> _Provided data_:

PR #292, opened 2016-05-12
shim facingMode in Chrome

jan-ivar:
**Description**
Shim "user" and "environment" facingMode constraint in Chrome for mobile.

**Purpose**
I got tired of pointing people in the wrong direction on this on SO. :)

### DIFF
--- a/src/js/chrome/getusermedia.js
+++ b/src/js/chrome/getusermedia.js
@@ -62,17 +62,49 @@ module.exports = function() {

> _Task directions_:
Output each record exactly as it appears in the listing.

> _Problem solution_:
PR #292, opened 2016-05-12
shim facingMode in Chrome

jan-ivar:
**Description**
Shim "user" and "environment" facingMode constraint in Chrome for mobile.

**Purpose**
I got tired of pointing people in the wrong direction on this on SO. :)

### DIFF
--- a/src/js/chrome/getusermedia.js
+++ b/src/js/chrome/getusermedia.js
@@ -62,17 +62,49 @@ module.exports = function() {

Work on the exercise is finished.